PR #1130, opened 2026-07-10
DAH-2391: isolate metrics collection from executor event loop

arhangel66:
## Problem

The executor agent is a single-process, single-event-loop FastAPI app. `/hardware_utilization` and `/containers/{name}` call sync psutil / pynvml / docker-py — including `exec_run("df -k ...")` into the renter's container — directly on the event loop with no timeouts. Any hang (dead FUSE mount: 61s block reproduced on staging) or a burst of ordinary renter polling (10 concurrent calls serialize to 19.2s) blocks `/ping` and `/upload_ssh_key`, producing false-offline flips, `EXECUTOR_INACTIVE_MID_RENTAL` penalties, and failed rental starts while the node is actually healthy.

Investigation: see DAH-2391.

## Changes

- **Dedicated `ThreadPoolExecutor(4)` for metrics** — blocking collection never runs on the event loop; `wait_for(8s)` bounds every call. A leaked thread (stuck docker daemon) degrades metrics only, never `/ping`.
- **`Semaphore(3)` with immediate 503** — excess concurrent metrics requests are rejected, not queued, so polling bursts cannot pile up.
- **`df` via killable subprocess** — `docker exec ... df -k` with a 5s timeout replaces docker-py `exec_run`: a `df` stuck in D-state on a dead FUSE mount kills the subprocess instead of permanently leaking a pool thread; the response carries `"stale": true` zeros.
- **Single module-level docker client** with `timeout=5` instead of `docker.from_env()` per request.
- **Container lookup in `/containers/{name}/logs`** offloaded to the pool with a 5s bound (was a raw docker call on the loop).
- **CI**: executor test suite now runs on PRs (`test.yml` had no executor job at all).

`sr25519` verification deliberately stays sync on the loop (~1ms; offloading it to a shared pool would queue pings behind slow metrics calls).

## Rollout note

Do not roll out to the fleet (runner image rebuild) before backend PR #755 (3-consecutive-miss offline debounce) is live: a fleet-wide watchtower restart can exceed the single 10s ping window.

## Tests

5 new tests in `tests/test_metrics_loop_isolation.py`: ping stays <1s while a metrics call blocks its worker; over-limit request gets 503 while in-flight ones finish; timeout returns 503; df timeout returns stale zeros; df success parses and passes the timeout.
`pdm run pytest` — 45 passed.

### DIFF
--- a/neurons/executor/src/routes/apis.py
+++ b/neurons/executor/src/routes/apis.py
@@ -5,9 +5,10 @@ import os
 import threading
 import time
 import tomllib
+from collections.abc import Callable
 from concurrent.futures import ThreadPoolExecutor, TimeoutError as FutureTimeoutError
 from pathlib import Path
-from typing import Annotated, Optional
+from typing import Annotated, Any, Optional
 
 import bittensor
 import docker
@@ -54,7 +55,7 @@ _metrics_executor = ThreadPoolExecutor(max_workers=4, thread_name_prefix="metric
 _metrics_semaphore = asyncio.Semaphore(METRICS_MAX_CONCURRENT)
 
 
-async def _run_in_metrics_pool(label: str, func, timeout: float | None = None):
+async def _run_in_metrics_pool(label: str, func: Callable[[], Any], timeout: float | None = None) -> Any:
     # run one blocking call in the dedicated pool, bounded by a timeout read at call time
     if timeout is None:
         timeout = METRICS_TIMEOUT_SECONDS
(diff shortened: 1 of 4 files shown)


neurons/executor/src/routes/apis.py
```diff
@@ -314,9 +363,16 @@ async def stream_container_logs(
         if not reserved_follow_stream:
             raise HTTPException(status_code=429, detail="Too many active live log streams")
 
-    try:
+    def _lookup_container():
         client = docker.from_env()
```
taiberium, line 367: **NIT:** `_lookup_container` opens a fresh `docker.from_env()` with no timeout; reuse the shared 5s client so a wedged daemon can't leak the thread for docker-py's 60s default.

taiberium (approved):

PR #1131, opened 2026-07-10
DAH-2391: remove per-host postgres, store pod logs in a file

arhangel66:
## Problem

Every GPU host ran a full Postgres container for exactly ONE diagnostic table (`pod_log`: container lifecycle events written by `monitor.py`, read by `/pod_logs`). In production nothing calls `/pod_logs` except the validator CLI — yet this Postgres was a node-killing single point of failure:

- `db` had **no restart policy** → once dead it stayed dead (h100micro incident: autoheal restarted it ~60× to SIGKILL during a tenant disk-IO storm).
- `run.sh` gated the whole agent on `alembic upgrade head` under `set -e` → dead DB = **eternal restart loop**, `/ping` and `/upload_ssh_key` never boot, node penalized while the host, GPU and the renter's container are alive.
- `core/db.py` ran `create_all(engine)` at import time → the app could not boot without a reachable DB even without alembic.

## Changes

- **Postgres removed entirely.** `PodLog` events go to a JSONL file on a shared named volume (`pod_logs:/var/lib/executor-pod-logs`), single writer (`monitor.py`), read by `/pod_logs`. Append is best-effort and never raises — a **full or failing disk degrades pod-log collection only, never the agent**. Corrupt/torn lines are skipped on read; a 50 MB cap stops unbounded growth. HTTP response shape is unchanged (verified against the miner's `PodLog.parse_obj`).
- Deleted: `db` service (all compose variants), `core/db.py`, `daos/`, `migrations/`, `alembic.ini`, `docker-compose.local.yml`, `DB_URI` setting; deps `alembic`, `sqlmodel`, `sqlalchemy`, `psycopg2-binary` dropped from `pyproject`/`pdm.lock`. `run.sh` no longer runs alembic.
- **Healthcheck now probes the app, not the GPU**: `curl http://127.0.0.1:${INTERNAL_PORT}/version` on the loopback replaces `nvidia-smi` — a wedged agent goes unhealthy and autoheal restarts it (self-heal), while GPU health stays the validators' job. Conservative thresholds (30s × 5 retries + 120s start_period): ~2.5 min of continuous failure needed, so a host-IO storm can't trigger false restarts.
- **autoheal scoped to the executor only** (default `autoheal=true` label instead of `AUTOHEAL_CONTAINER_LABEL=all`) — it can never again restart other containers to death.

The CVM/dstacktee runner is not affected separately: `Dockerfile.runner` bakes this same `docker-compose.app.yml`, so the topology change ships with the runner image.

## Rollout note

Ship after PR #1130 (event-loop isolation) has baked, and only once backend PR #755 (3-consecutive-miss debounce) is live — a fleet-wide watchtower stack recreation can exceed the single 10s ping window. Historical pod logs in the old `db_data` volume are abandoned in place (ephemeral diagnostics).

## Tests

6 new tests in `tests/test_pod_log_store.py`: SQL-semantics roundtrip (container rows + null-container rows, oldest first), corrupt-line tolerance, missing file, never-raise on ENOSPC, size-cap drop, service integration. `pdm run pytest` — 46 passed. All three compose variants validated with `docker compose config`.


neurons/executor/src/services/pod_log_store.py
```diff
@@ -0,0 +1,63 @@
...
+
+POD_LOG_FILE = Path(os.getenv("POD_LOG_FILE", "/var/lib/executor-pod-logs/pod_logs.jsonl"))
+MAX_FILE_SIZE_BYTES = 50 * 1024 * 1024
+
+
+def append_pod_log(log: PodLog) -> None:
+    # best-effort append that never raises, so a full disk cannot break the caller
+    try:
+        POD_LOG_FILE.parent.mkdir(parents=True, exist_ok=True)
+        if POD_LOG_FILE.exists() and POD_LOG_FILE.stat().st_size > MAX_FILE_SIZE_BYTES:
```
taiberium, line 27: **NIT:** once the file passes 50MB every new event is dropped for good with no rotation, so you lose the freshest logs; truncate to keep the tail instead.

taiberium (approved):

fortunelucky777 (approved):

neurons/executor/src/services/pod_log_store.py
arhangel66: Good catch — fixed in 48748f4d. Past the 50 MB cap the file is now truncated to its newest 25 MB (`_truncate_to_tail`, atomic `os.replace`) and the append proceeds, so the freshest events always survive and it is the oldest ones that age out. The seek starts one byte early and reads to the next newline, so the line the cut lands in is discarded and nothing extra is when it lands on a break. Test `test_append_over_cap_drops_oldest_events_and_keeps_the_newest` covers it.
++++
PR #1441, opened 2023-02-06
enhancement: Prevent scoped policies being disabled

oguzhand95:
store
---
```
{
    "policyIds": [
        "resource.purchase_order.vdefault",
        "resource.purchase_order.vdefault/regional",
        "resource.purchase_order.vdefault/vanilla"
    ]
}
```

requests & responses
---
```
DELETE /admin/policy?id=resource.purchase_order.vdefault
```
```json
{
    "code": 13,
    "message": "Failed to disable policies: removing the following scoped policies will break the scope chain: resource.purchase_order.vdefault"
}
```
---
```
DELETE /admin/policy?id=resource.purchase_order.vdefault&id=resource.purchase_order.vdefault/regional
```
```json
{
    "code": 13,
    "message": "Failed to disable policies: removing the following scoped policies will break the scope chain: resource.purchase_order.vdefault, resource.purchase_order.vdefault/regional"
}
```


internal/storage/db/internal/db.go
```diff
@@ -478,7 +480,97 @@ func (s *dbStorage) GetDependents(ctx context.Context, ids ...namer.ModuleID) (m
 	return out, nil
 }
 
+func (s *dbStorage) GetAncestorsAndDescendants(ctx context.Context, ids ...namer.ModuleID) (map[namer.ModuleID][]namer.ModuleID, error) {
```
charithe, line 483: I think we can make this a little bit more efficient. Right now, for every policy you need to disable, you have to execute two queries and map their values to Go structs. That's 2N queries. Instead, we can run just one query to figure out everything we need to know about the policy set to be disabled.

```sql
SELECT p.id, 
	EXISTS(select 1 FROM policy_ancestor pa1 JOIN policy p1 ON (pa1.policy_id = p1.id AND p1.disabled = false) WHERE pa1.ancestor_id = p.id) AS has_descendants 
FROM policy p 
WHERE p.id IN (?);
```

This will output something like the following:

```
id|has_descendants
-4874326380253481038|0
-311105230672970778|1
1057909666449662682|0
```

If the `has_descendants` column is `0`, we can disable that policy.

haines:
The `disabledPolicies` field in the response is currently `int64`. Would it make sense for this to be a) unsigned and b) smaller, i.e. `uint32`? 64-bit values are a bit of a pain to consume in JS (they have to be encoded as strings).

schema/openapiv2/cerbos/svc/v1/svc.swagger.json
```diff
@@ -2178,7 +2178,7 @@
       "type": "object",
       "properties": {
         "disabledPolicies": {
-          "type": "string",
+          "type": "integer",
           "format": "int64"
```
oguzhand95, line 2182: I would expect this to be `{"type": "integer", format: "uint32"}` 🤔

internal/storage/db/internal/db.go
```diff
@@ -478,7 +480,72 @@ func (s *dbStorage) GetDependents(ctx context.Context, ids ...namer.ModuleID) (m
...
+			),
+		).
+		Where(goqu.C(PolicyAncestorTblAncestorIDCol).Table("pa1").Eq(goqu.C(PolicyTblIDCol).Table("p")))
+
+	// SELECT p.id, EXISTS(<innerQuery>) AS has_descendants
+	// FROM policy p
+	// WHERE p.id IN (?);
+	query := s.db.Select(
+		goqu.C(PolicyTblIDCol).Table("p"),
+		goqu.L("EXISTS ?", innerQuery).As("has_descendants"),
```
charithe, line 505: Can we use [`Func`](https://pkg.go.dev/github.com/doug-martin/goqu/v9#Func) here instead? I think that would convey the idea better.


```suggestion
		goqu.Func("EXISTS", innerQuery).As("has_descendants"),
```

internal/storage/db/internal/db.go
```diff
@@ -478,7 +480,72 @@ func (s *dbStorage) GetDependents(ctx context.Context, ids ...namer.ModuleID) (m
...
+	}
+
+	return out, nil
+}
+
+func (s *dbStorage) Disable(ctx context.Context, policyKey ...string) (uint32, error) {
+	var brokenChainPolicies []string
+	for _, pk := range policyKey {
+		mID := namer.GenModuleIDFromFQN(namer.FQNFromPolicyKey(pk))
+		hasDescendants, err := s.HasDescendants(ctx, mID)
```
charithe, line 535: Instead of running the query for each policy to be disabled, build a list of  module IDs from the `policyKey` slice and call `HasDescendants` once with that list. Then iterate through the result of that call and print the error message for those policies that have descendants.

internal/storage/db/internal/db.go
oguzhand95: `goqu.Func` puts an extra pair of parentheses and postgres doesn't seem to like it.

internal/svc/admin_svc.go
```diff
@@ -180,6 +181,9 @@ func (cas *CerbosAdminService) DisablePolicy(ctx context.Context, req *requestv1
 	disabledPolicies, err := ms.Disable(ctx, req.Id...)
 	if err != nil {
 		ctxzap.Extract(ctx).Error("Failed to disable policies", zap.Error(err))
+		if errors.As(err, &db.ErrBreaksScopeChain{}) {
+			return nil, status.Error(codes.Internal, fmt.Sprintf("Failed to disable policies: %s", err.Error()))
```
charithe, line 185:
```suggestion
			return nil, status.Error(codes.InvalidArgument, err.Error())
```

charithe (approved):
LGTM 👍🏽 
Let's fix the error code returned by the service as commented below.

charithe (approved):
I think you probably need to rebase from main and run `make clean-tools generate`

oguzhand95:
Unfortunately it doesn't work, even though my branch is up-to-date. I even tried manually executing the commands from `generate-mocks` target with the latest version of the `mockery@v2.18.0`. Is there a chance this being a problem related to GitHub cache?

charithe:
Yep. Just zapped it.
++++
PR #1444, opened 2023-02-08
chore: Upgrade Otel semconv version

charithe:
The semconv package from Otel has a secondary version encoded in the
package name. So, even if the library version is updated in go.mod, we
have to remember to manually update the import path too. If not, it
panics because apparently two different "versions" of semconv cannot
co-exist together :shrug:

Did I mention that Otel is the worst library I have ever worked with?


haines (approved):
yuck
++++
_Work instructions:_
Each line of the data above containing the string "following" is to be copied.

_Task answer:_
    "message": "Failed to disable policies: removing the following scoped policies will break the scope chain: resource.purchase_order.vdefault"
    "message": "Failed to disable policies: removing the following scoped policies will break the scope chain: resource.purchase_order.vdefault, resource.purchase_order.vdefault/regional"
This will output something like the following:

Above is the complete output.